Task requirements: Return the listing below character for character.
**** Provided material
PR #1340, opened 2022-04-20
Signing page improvements

jagodarybacka:
### What has been done
* improved `SharedSkeletonLoader` component 
  - made it more configurable via props
  - added animation
  - made it handle showing loaded data internally - based on `isLoaded` prop  
* refactored code around signing data and transaction
  - removed rendering empty React Fragments when transaction details are not yet loaded
  - handled `undefined` values that can happen because of lack of transaction data
  - all this refactoring was to make it possible to display meaningful UI while app is waiting for transaction data and to render `SkeletonLoaders` where it is impossible to display data.
* improved how data sign page is loading 
  - added skeleton loaders to the places that are loading a little bit longer
* improved how transaction sign page is loading - added loading page
  - as we have multiple transaction pages that are really similar to each other we can display loading page while app is loading transaction data. Loading page uses the same layout as transaction pages.

Screenshot 2022-04-22 at 14 18 43

### Testing
1. Sign message testing
Go to uniswap and try to swap USDC - click on `Allow uniswap protocol use your usdc`
2. Sign transaction testing
Try to swap assets or send eth to another address

**Expected:** loading screen should be visible for ~1s, then transaction should be handled as usual


henryboldi:
On initial checks, this appears to work properly. I know we discussed (offline) expediting the merge of this PR. However, admittedly, "refactored code around signing data" seems essential to QA rigorously. And I don't want to rush in a merge before the more detailed description is written

Shadowfiend:
> For posterity, would it be helpful to add the motivation and choices around "refactored code around signing data" here?

In general this should be in the commit messages as well! Answering the question “why” is at least as important as answering the question “what” :)

jagodarybacka:
@henryboldi Thank you! Description and commit messages fixed 🛠

ui/pages/SignDataDetailPanel.tsx
```diff
@@ -1,52 +1,90 @@
...
+  typedDataRequest,
+}: {
+  typedDataRequest: EnrichedSignTypedDataRequest
+}): ReactElement {
+  const {
+    typedData: { message },
+  } = typedDataRequest
   const keys = Object.keys(message)
 
+  if (keys.length > 2)
```
henryboldi, line 34: Why key length over 2?

henryboldi (changes requested):
Merging blocked by a regression to "Read-only accounts cannot sign"'s display.

Anyway, the UX improvement here is awesome! Amazing work!! 😁👑

<hr/>

### Non-blocking thoughts


I think these changes generally imply that if something is `undefined` then it's loading. I don't know if that's a correct assumption for us to make. How would we then handle a timeout or another kind of error? So if `undefined` doesn't mean loading, then we don't need to make all of these props optional, and we don't need to add a bunch of optional chaining. Well, the optional chaining might be unavoidable given that `SharedSkeletonLoader` accepts children.

What do you think of adding something to the effect of an `isLoading` prop with a [discriminating union](https://www.typescriptlang.org/docs/handbook/unions-and-intersections.html#discriminating-unions)? So the data is required unless hypothetically `hasError` is true or `isLoading` is true.

ui/components/SignTransaction/SignTransactionContainer.tsx
```diff
@@ -145,7 +154,7 @@ export default function SignTransactionContainer({
                   {confirmButtonLabel}
                 </SharedButton>
               ))}
-            {!signerAccountTotal.signingMethod && (
+            {!signingMethod === null && (
```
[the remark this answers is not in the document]
greg-nagy: I think `bool === null` will always be false.

ui/components/Shared/SharedSkeletonLoader.tsx
```diff
@@ -2,29 +2,48 @@ import React, { ReactElement } from "react"
 import classNames from "classnames"
 
 export default function SharedSkeletonLoader(props: {
-  width: number
-  height: number
+  width?: number
+  height?: number
+  borderRadius?: number
+  margin?: string
```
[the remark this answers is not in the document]
greg-nagy: SharedSkeletonLoader.defaultProps might be a good idea here

ui/components/SignData/SignTypedDataInfo.tsx
```diff
@@ -7,18 +7,25 @@ import { EnrichedSignTypedDataRequest } from "@tallyho/tally-background/services
...
 type SignTypedDataInfoProps = {
-  typedDataRequest: EnrichedSignTypedDataRequest
+  typedDataRequest?: EnrichedSignTypedDataRequest
 }
 
 export default function SignTypedDataInfo({
   typedDataRequest,
 }: SignTypedDataInfoProps): ReactElement {
-  const { typedData, annotation } = typedDataRequest
+  const { typedData, annotation } = typedDataRequest ?? {
```
greg-nagy, line 16: I think this is also a good canidate for defaultProps

ui/pages/SignDataDetailPanel.tsx
greg-nagy: I think this comes from the deleted logic below from L38
The why is a good question though.

ui/components/SignTransaction/SignTransactionContainer.tsx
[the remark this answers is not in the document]
jagodarybacka: oh no, I missed that `!`... Thank you for noticing

ui/components/Shared/SharedSkeletonLoader.tsx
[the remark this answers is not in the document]
jagodarybacka: @henryboldi in this case I think `width`, `height` and `borderRadius` are important properties of this component, `customStyles` I would say should be just additional styles that can be whatever. 
As I'm thinking about it maybe margin could be included in `customStyles` but I would leave it as it is for now.

ui/components/SignData/SignTypedDataInfo.tsx
jagodarybacka: Turns out it is not even possible to get `typedDataRequest =  undefined` here 🙃

ui/pages/SignDataDetailPanel.tsx
jagodarybacka: So it was just moved/refactored - no regression should be visible. Why - as I can see from the commits history it was needed to implement new design of these fields. But I'm not sure if decision based on keys length is the best way to do it.

greg-nagy (approved):
Loving this feature :) 

Let's 🚀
********
Written reply:
PR #1340, opened 2022-04-20
Signing page improvements

jagodarybacka:
### What has been done
* improved `SharedSkeletonLoader` component 
  - made it more configurable via props
  - added animation
  - made it handle showing loaded data internally - based on `isLoaded` prop  
* refactored code around signing data and transaction
  - removed rendering empty React Fragments when transaction details are not yet loaded
  - handled `undefined` values that can happen because of lack of transaction data
  - all this refactoring was to make it possible to display meaningful UI while app is waiting for transaction data and to render `SkeletonLoaders` where it is impossible to display data.
* improved how data sign page is loading 
  - added skeleton loaders to the places that are loading a little bit longer
* improved how transaction sign page is loading - added loading page
  - as we have multiple transaction pages that are really similar to each other we can display loading page while app is loading transaction data. Loading page uses the same layout as transaction pages.

Screenshot 2022-04-22 at 14 18 43

### Testing
1. Sign message testing
Go to uniswap and try to swap USDC - click on `Allow uniswap protocol use your usdc`
2. Sign transaction testing
Try to swap assets or send eth to another address

**Expected:** loading screen should be visible for ~1s, then transaction should be handled as usual


henryboldi:
On initial checks, this appears to work properly. I know we discussed (offline) expediting the merge of this PR. However, admittedly, "refactored code around signing data" seems essential to QA rigorously. And I don't want to rush in a merge before the more detailed description is written

Shadowfiend:
> For posterity, would it be helpful to add the motivation and choices around "refactored code around signing data" here?

In general this should be in the commit messages as well! Answering the question “why” is at least as important as answering the question “what” :)

jagodarybacka:
@henryboldi Thank you! Description and commit messages fixed 🛠

ui/pages/SignDataDetailPanel.tsx
```diff
@@ -1,52 +1,90 @@
...
+  typedDataRequest,
+}: {
+  typedDataRequest: EnrichedSignTypedDataRequest
+}): ReactElement {
+  const {
+    typedData: { message },
+  } = typedDataRequest
   const keys = Object.keys(message)
 
+  if (keys.length > 2)
```
henryboldi, line 34: Why key length over 2?

henryboldi (changes requested):
Merging blocked by a regression to "Read-only accounts cannot sign"'s display.

Anyway, the UX improvement here is awesome! Amazing work!! 😁👑

<hr/>

### Non-blocking thoughts


I think these changes generally imply that if something is `undefined` then it's loading. I don't know if that's a correct assumption for us to make. How would we then handle a timeout or another kind of error? So if `undefined` doesn't mean loading, then we don't need to make all of these props optional, and we don't need to add a bunch of optional chaining. Well, the optional chaining might be unavoidable given that `SharedSkeletonLoader` accepts children.

What do you think of adding something to the effect of an `isLoading` prop with a [discriminating union](https://www.typescriptlang.org/docs/handbook/unions-and-intersections.html#discriminating-unions)? So the data is required unless hypothetically `hasError` is true or `isLoading` is true.

ui/components/SignTransaction/SignTransactionContainer.tsx
```diff
@@ -145,7 +154,7 @@ export default function SignTransactionContainer({
                   {confirmButtonLabel}
                 </SharedButton>
               ))}
-            {!signerAccountTotal.signingMethod && (
+            {!signingMethod === null && (
```
[the remark this answers is not in the document]
greg-nagy: I think `bool === null` will always be false.

ui/components/Shared/SharedSkeletonLoader.tsx
```diff
@@ -2,29 +2,48 @@ import React, { ReactElement } from "react"
 import classNames from "classnames"
 
 export default function SharedSkeletonLoader(props: {
-  width: number
-  height: number
+  width?: number
+  height?: number
+  borderRadius?: number
+  margin?: string
```
[the remark this answers is not in the document]
greg-nagy: SharedSkeletonLoader.defaultProps might be a good idea here

ui/components/SignData/SignTypedDataInfo.tsx
```diff
@@ -7,18 +7,25 @@ import { EnrichedSignTypedDataRequest } from "@tallyho/tally-background/services
...
 type SignTypedDataInfoProps = {
-  typedDataRequest: EnrichedSignTypedDataRequest
+  typedDataRequest?: EnrichedSignTypedDataRequest
 }
 
 export default function SignTypedDataInfo({
   typedDataRequest,
 }: SignTypedDataInfoProps): ReactElement {
-  const { typedData, annotation } = typedDataRequest
+  const { typedData, annotation } = typedDataRequest ?? {
```
greg-nagy, line 16: I think this is also a good canidate for defaultProps

ui/pages/SignDataDetailPanel.tsx
greg-nagy: I think this comes from the deleted logic below from L38
The why is a good question though.

ui/components/SignTransaction/SignTransactionContainer.tsx
[the remark this answers is not in the document]
jagodarybacka: oh no, I missed that `!`... Thank you for noticing

ui/components/Shared/SharedSkeletonLoader.tsx
[the remark this answers is not in the document]
jagodarybacka: @henryboldi in this case I think `width`, `height` and `borderRadius` are important properties of this component, `customStyles` I would say should be just additional styles that can be whatever. 
As I'm thinking about it maybe margin could be included in `customStyles` but I would leave it as it is for now.

ui/components/SignData/SignTypedDataInfo.tsx
jagodarybacka: Turns out it is not even possible to get `typedDataRequest =  undefined` here 🙃

ui/pages/SignDataDetailPanel.tsx
jagodarybacka: So it was just moved/refactored - no regression should be visible. Why - as I can see from the commits history it was needed to implement new design of these fields. But I'm not sure if decision based on keys length is the best way to do it.

greg-nagy (approved):
Loving this feature :) 

Let's 🚀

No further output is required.